**ASSIGNMENT**
Every entry must be duplicated word for word.

[Opening ENTRIES SHOWN section]

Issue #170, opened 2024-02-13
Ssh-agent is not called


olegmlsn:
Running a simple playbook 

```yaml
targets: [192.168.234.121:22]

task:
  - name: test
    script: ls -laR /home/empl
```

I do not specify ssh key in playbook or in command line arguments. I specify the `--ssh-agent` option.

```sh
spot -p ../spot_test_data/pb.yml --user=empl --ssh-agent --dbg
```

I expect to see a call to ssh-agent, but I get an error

[Closing ENTRIES SHOWN section]

**ANSWER TO THIS TASK**
Issue #170, opened 2024-02-13
Ssh-agent is not called


olegmlsn:
Running a simple playbook 

```yaml
targets: [192.168.234.121:22]

task:
  - name: test
    script: ls -laR /home/empl
```

I do not specify ssh key in playbook or in command line arguments. I specify the `--ssh-agent` option.

```sh
spot -p ../spot_test_data/pb.yml --user=empl --ssh-agent --dbg
```

I expect to see a call to ssh-agent, but I get an error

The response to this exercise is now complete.